Die katholischen Schulen machen mit 6,5 Prozent aller Schüler den größten Teil des heimischen Privatschulwesens aus. Zuletzt haben sie mit mehr als 72.000 Schülern in Österreich ihren Höchststand erreicht. Rund 70 Prozent dieser katholischen Privatschulen sind Ordensschulen: Im Namen von Franziskanern, Ursulinen, Jesuiten und anderen Gemeinschaften werden dort an insgesamt 234 Standorten rund 50.000 Schülerinnen und Schüler unterrichtet.

 

Frauenorden stärker betroffen

Einen Habit bekommt man in diesen Ordensschulen jedenfalls nur noch selten zu Gesicht. An den meisten Ordensschulen unterrichten keine Ordensleute mehr, bestätigt Luftensteiner. „Wir haben nur ganz wenige Ordensleute, die noch im schulischen Bereich tätig sind.“ Ein bisschen besser aufgestellt seien noch die Männerorden in den Stiften. Stärker betroffen sind die Frauenorden, die im 19. Jahrhundert gegründet wurden, um Frauen oder armen Kindern Bildung zu ermöglichen. In diesem Bereich seien die Nachwuchsprobleme am größten, sagt Luftensteiner.

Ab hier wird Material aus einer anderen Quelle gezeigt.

PR #8340, opened 2022-04-12
[Bugfix] Allow to read data from big query table with connected google sheet

dpozimski:
Hi everyone,

I would like to propose the code change to include "Drive" scope in BigQueryClient.
Currently when big query table is connected with google sheet the client library is not able to read data from it.
The library throws "Access Denied: BigQuery BigQuery: Permission denied while getting Drive credentials." even when service account has all required privileges (access to the sheet, access to the dataset/table etc...).

By adding these 2 lines of code everything starts to work without any problems.

### DIFF
--- a/apis/Google.Cloud.BigQuery.V2/Google.Cloud.BigQuery.V2/BigQueryClient.cs
+++ b/apis/Google.Cloud.BigQuery.V2/Google.Cloud.BigQuery.V2/BigQueryClient.cs
@@ -49,11 +49,17 @@ namespace Google.Cloud.BigQuery.V2
     /// </remarks>
     public abstract partial class BigQueryClient : IDisposable
     {
+        /// <summary>
+        /// Google Drive Scope is required when Big Query Table has Google Sheet as a data source.
+        /// </summary>
+        private const string GoogleDriveScope = "https://www.googleapis.com/auth/drive";
+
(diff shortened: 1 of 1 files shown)


amanda-tarafa:
We wouldn't add a Drive scope as a default scope for BigQuery because [Drive scopes may add extra verfication requirements on apps](https://support.google.com/cloud/answer/9110914?hl=en#zippy=%2Cdrive-apis), which might be very surprising for both developers and users, specially if they are not using BigQuery connected to Sheets.

What you can already do is use [`BigQueryClientBuilder`](https://cloud.google.com/dotnet/docs/reference/Google.Cloud.BigQuery.V2/latest/Google.Cloud.BigQuery.V2.BigQueryClientBuilder) to set a [`GoogleCredential`](https://cloud.google.com/dotnet/docs/reference/Google.Apis/latest/Google.Apis.Auth.OAuth2.GoogleCredential) that has been scoped according to your needs, something like (pardon possible typos):

```csharp
var credential = await GoogleCredential.GetApplicationDefaultAsync();
credential = credential.CreateScoped(...); // scopes you need here
var builder = new BigQueryClientBuilder
{
    Credential = credential
};
BigQueryClient client = builder.Build();
```

I'll be closing this PR now, but do feel free to create an issue if you want to discuss further or need help using the client builder.

PR #8371, opened 2022-04-25
Fix all libraries to work with GAX v4.0.0-alpha03

jskeet:
Other than Diagnostics (which @amanda-tarafa is working on) this should now all work with unit, smoke and integration tests.

Once this is in, we can rebase gax-v4 to main, removing the current final regeneration commit and regenerating from scratch. (We can also release mixin packages targeting alpha03.)

Breaking change detection is still expected to fail.


jskeet:
I'll have a look at what's wrong with the other bits of the build.

amanda-tarafa (approved):
LGTM

PR #8372, opened 2022-04-25
tools: Fix version compatibility detection across TFMs

jskeet:
- In the detect-pr-changes.sh script, we expect new code to build with a netstandard2.1 target (at least)
- In the compatibility checker, we check against multiple TFMs if no TFM is specified


jskeet:
The second commit is just for testing purposes, to make sure we do actually detect changes... I'll remove it once it's working.

amanda-tarafa (approved):
LGTM

PR #8414, opened 2022-04-28
chore: Regenerate all APIs

jskeet:
For some reason this final commit wasn't pushed to the gax-v4 branch. Will merge this on green.


jskeet:
Diff is failing because the previous commit basically would fail to build due to not regeneration. Will merge.

PR #8425, opened 2022-04-29
fix: Fix emulator tests running on Grpc.Net.Client on .NET Core 3.1

jskeet:
We need to document this as something that users will need to do
when using the emulator.


amanda-tarafa (approved):
LGTM
Could we automatically add this in the library when we detect the emulator, or even if we detect an insecure connection and are on .netcore3.1? Else we should document this somewhere.

jskeet:
> Could we automatically add this in the library when we detect the emulator, or even if we detect an insecure connection and are on .netcore3.1? Else we should document this somewhere.

I prefer documentation over doing this implicitly - it's an application-wide setting which could have unexpected consequences - best to make the code explicit in user-space IMO.

PR #8430, opened 2022-05-03
fix: Default to using netstandard2.1 for docs

jskeet:
Hoping this will fix the release...


jskeet:
(Self-merging as this is trivial.)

Vor diesem Hintergrund wollen die Ordensschulen, von denen viele schon mittels Schulvereinen geführt werden, jetzt umso stärker herausstreichen, was sie auch ohne Habit in den Klassenzimmern einzigartig macht. Ein Punkt ist etwa ein stärkerer Fokus auf „sinnorientierte“ Bildung statt auf „zweckorientierte“ Ausbildung. Ein anderer ist Lernen durch Erfahrung anstelle von Strebern des Lernstoffs. Ein Beispiel dafür, das an einigen Schulen läuft, ist etwa ein Projekt, bei dem Oberstufenschüler für einige Zeit Sozialeinrichtungen besuchen.

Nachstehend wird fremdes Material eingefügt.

PR #14491, opened 2025-03-19
tools: Allow the container "build" command to accept a library ID

jskeet:
This is a temporary measure to unblock the releasing part of the pipeline. We may well end up with two separate options, api-path and library-id, or we could *just* refer to library-id (which will cause difficulties for building "unconfigured" generated code).

### DIFF
--- a/tools/Google.Cloud.Tools.ReleaseManager/ContainerCommands/BuildCommand.cs
+++ b/tools/Google.Cloud.Tools.ReleaseManager/ContainerCommands/BuildCommand.cs
@@ -65,6 +65,7 @@ public class BuildCommand : IContainerCommand
             processArguments.Add("--notests");
         }
 
+        List<string> apiIds = new();
         // By default, we build all configured APIs.
         // If an API path is configured, we build just that.
         // While build.sh without any arguments will query the API catalog, we might as well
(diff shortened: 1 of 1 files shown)


tools/Google.Cloud.Tools.ReleaseManager/ContainerCommands/BuildCommand.cs
```diff
@@ -74,16 +75,35 @@ private int BuildConfigured(Dictionary<string, string> options, string repoRoot)
             var targetApi = catalog.Apis.SingleOrDefault(api => api.ProtoPath == apiPath);
             if (targetApi is null)
             {
-                Console.WriteLine($"API path '{apiPath}' is not configured for any API.");
-                return 1;
+                // Maybe what was passed in wasn't a proto path, but a library ID (as per the pipeline-state.json, so it may be a package group ID)...
```
amanda-tarafa, line 78: It may be a single library ID as well, right? Although those are likely to be specified through the proto-path instead?

tools/Google.Cloud.Tools.ReleaseManager/ContainerCommands/BuildCommand.cs
```diff
@@ -74,16 +75,35 @@ private int BuildConfigured(Dictionary<string, string> options, string repoRoot)
...
+                // This is probably a temporary measure - we'll probably end up with different options for api-path vs library-id.
```
amanda-tarafa, line 79: Yep +1 for this to be temporary.

What I don't fully understand is, why we need both. There's a mapping between API and library (groups) in the other PR, so this could just take a library ID (single or group) and librarian could do the mapping from proto path to library ID with the state?

amanda-tarafa (approved):

tools/Google.Cloud.Tools.ReleaseManager/ContainerCommands/BuildCommand.cs
jskeet: When Librarian is running generation - which may be "raw" (e.g. in CI, with no context of google-cloud-dotnet) it wants to build what has just been generated, and there may be no library. When Librarian is creating a release PR, it wants to be able to build the library that it's preparing to release.

It may well be that we actually want to separate the two container build commands - but for now, this feels like a quick way of reusing the existing code while we're exploring the release process.

tools/Google.Cloud.Tools.ReleaseManager/ContainerCommands/BuildCommand.cs
jskeet: Only if it's got state - which it won't have when doing raw generation...

PR #14500, opened 2025-03-20
tools: Separate "build" container command into "build-raw" and "build-library"

jskeet:
Librarian will work out which of these to call based on context.

(We're still discussing whether to do this, but it feels cleaner to me at the moment.)


jskeet:
@ldetmer is okay with this, so it's ready to merge if you're happy, @amanda-tarafa. (I'll then rebase #14501 to be a single commit.)

amanda-tarafa (approved):
Yes, I agree, this is definetely cleaner.

PR #14503, opened 2025-03-20
chore: Fix build

jskeet:
This *shouldn't* be necessary, but it appears to be - possibly due to the .NET SDK version.


amanda-tarafa (approved):
Yikes

PR #14576, opened 2025-04-04
chore: Add dependency on Google.Cloud.Location

jskeet:
Fixes regeneration.


jskeet:
As a side note, I do wonder whether we might be able to add dependencies dynamically as part of project generation if we're smart, via loading the service config. Will think about that in the background.

amanda-tarafa (approved):

PR #14606, opened 2025-04-10
feat: Introduce a new environment variable for local Librarian testing

jskeet:
If INTEGRATION_TEST_SERVICE_ACCOUNT_JSON is set, then the integration-test-library command will set up a service account file with the content of the environment variable. This is not intended for normal Librarian usage, where integration tests are only run for releasing, but it helps for Librarian/container testing.

The following command makes the JSON content available as a single line.

```sh
export INTEGRATION_TEST_SERVICE_ACCOUNT_JSON=$(cat $GOOGLE_APPLICATION_CREDENTIALS | sed -z 's/\n/ /g')
```

Fixes b/409731843

### DIFF
--- a/tools/Google.Cloud.Tools.ReleaseManager/ContainerCommands/IntegrationTestLibraryCommand.cs
+++ b/tools/Google.Cloud.Tools.ReleaseManager/ContainerCommands/IntegrationTestLibraryCommand.cs
@@ -15,6 +15,7 @@
 using Google.Cloud.Tools.Common;
 using System;
 using System.Collections.Generic;
+using System.IO;
 using System.Linq;
 
 namespace Google.Cloud.Tools.ReleaseManager.ContainerCommands;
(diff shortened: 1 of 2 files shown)


jskeet:
Astonishingly, this worked first time...

tools/Google.Cloud.Tools.ReleaseManager/ContainerCommands/IntegrationTestLibraryCommand.cs
```diff
@@ -44,4 +46,36 @@ public int Execute(ContainerOptions options)
         }
         return 0;
     }
+
+    private void MaybeSaveServiceAccount()
```
amanda-tarafa, line 50: This is fine, but I wonder if it ain't better to configure Docker to use the host's ADC setup when running the container locally?

Or maybe I'm misunderstanding something.

amanda-tarafa (approved):

tools/Google.Cloud.Tools.ReleaseManager/ContainerCommands/IntegrationTestLibraryCommand.cs
jskeet: That would be possible, but given the many ways that ADC can work, it could be pretty involved. If I've got an environment variable of GOOGLE_APPLICATION_CREDENTIALS defined to point to a file in some random directory, would we mount that directory, or copy the file, or something else? What about if it's just via gcloud? etc etc..

I'd be more inclined to put significant work into this if we expected running like this to be common - but currently I'm only expecting this to be used when developing either Librarian or a container.

PR #14632, opened 2025-04-17
tests: Remove need for a separate Firestore project

jskeet:
We still can't have a *default* database for Firestore and Datastore in the same project, so this changes all our Firestore integration tests and snippets to use a named database instead. (Changing Datastore would have been more disruptive.)


amanda-tarafa (approved):

jskeet:
Tests all now pass; merging.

Derzeit sind die Ordensschulen auch dabei, eine Art Gegenentwurf zu den beim PISA-Test abgefragten Kompetenzen zu entwickeln: mit Bewertungsparametern, die auch auf soziale Kompetenz, emotionales Lernen und empathische Fähigkeiten abstellen. „Für uns geht es immer um eine ganzheitliche Sicht von Bildung“, sagt Luftensteiner.

 

Nicht alle Lehrer katholisch

Den Anspruch, dass die Lehrerinnen und Lehrer, wenn sie schon keine Ordensleute sind, doch zumindest katholischen bzw. christlichen Glaubens sein sollten, können die Ordensschulen nicht immer erfüllen. Zumal in bestimmten Fächern Lehrer generell knapp sind oder zunehmend knapp werden. „Aber auch wenn ich eine Vision nicht ganz erfüllen kann, darf ich sie haben“, sagt Luftensteiner.

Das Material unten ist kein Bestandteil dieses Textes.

PR #14666, opened 2025-04-25
ci: Restore committish override and repo cloning for legacy release process

amanda-tarafa:
This affects the legacy release process only.
Kokoro does not update submodules for GitHub repos when cloning such repos. We have stopped cloning the repo ourselves so now we need to update the submodules.

Fixes b/413558650

### DIFF
--- a/.kokoro/release.sh
+++ b/.kokoro/release.sh
@@ -16,6 +16,10 @@ source $SCRIPT_DIR/populatesecrets.sh
 
 git config --global core.longpaths true
 
+# We don't clone the repo anymore, we release in place.
+# But Kokoro is not fetching submodules when cloning the repo itself.
+git submodule update --init --recursive
+
 # Only populate secrets if we have to.
 # Else, we assume secrets have already been populated by the caller.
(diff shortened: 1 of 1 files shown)


.kokoro/release.sh
```diff
@@ -40,6 +44,19 @@ DOCS_CREDENTIALS="$SECRETS_LOCATION/docuploader_service_account"
...
+  COMMITTISH=$(git rev-parse HEAD)
+else
+  COMMITTISH=$COMMITTISH_OVERRIDE
+fi
+
+git clone https://github.com/googleapis/google-cloud-dotnet.git releasebuild -c core.autocrlf=input --recursive
+
+cd releasebuild
+  git checkout $COMMITTISH
+
```
jskeet, line 59:
```suggestion
COMMITTISH=$COMMITTISH_OVERRIDE
if [[ $COMMITTISH_OVERRIDE != "" ]]
then
  git checkout $COMMITTISH
fi
```

jskeet (approved):

PR #14669, opened 2025-04-25
tools: Docuploader supports ADC

amanda-tarafa:


jskeet (approved):
Fine as far as it goes, but we'll need to update generate-devsite-utilities.sh and generate-devsite-help.sh as well. That can come a bit later though. Another alternative might be to remove the support for the command line flag entirely, and let callers just set GOOGLE_APPLICATION_CREDENTIALS beforehand first?

jskeet (approved):
This will work for now - we should probably revisit it all when we've finished the double migration.

PR #14679, opened 2025-04-28
test: Simple App to test legacy errors

purva9413:
This is a simple app which will help us debug and visualize legacy errors that Compute throws in its client library. We can then draw comparisons to the same error scenario from the Compute APIs accessed through different platforms like gcloud or the GCP portal and check how we can better propagate these errors to the customer in our client library.

The error scenario reproduced by this app is trying to create an already existing disk resource in GCP. The disk can easily be created beforehand, before running this app.

Commands: 
```
## Use default auth from terminal of vscode
gcloud auth application-default login

## Run command
dotnet run project-id={your-project-id} zone={your-zone} disk-name={your-disk-name}
```


issues/TestLegacyErrors.sln
```diff
@@ -0,0 +1,22 @@
+﻿
```
amanda-tarafa, line 1: There should be a folder within issues that contains the solution file and the project folder. You can name the folder Issue408122240

issues/TestLegacyErrors/Program.cs
```diff
@@ -0,0 +1,100 @@
+﻿using Google.Cloud.Compute.V1;
```
amanda-tarafa, line 1: Add the copyright notice that all the others have.

issues/TestLegacyErrors/TestLegacyErrors.csproj
```diff
@@ -0,0 +1,15 @@
...
+
+  <PropertyGroup>
+    <OutputType>Exe</OutputType>
+    <TargetFramework>net6.0</TargetFramework>
+    <ImplicitUsings>enable</ImplicitUsings>
+    <Nullable>enable</Nullable>
+  </PropertyGroup>
+
+  <ItemGroup>
+    <PackageReference Include="Google.Apis.Auth" Version="1.69.0" />
```
amanda-tarafa, line 11: I don't think you need this, you will get it transitively from Google.Cloud.Compute.V1.

issues/TestLegacyErrors/Program.cs
```diff
@@ -0,0 +1,100 @@
...
+                    Console.WriteLine($"No errors found {result}");
+                }
+            }
+            catch (RpcException e)
+            {
+                Console.WriteLine("Got Exception!!");
+                Console.WriteLine($"Rpc Status: {e.GetRpcStatus()}");
+                Console.WriteLine($"Error Info: {e.GetErrorInfo()}");
+                // GetAllStatusDetails() should be available Google.Api.Gax v4.11.0 onwards
+                // Console.WriteLine($"Error Details: {e.GetAllStatusDetails()}");
```
amanda-tarafa, line 93: You can add the explicit GAX dependency to the version you need so you can uncomment this line.

amanda-tarafa (changes requested):

issues/TestLegacyErrors.sln
purva9413: Done!

issues/TestLegacyErrors/Program.cs
purva9413: Done!

issues/TestLegacyErrors/Program.cs
purva9413: I think latest GAX is at 4.10.0 - https://github.com/googleapis/gax-dotnet/releases/tag/Google.Api.Gax-4.10.0

We need this commit in order for this method to be there - https://github.com/googleapis/gax-dotnet/commit/46758edbecdf9ee2e08b42b15a1675b2661b8075

amanda-tarafa: Yep you are right.

amanda-tarafa (approved):
LGTM, but you need to rebase this PR on upstream/main into a single commit. The Diff Checker failures should go away then.

issues/TestLegacyErrors/TestLegacyErrors.csproj
purva9413: Done!

PR #14702, opened 2025-05-06
feat: Add EmitNumericTypes option for format parameters and scopes

### LINKED ISSUE #14693: Logging.Console to log format_parameters with type awareness
The items in `jsonPayload.format_parameters` are always logged as strings, e.g. `jsonPayload.format_parameters.ElapsedTime` is logged as `"123"`.  This prevents us from using numeric comparisons in queries.

The logging could be done with some awareness of the parameter's type.  The obvious case (and maybe the only one that's really needed) is that numbers should be logged without quotes, i.e. `jsonPayload.format_parameters.ElapsedTime` is logged as `123`.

Es sei sehr abhängig von den Schultypen. In den Pflichtschulen und den Gymnasien sei das einfacher, im berufsbildenden Bereich dagegen deutlich schwieriger. Ein absolutes Muss sei der katholische Glaube freilich nicht. Klar sei, dass es sich bei den Ordensschulen um christliche Schulen und auch eine Einführung in die Kultur des Christentums handle. „Jemand, der an der Schule ist, muss sich identifizieren können“, sagt Ex-Direktorin Schwester Andrea Eberhart. „Man muss das mittragen können.“

 

Kein pastoraler Terrorismus

Religion sei vielfach aber nicht der Hauptgrund, warum Familien ihre Kinder in eine Ordensschule schicken, bestätigt Luftensteiner eine Umfrage, die der Hauptverband der katholischen Elternvereine vor einigen Jahren durchgeführt hat. Schulklima, wenig Gewalt, Förderung oder soziales Engagement lagen als Motive für die Wahl einer katholischen (nicht zwingend von einem Orden betriebenen) Schule deutlich vor den christlichen Werten. Dafür sind die Eltern auch bereit zu zahlen.

„Für uns gehört die Religion zu einer ganzheitlichen Betrachtung des Menschen dazu“, sagt Luftensteiner. „Wir sehen den Einsatz für Religion aber nicht als pastoralen Terrorismus.“ Er schätzt grob, dass rund 70 Prozent der Schüler an Ordensschulen katholisch seien.

Auf einen Blick

234 Ordensschulen mit insgesamt rund 50.000 Schülern gibt es in Österreich. Sie machen 70 Prozent der katholischen Privatschulen aus. Die Lehrer an diesen Schulen werden vom Staat bezahlt, der Rest wird mit Schulgeld abgedeckt. Das katholische Privatschulwesen insgesamt ist mit einem Anteil von 6,5 Prozent aller Schüler der größte Privatschulerhalter.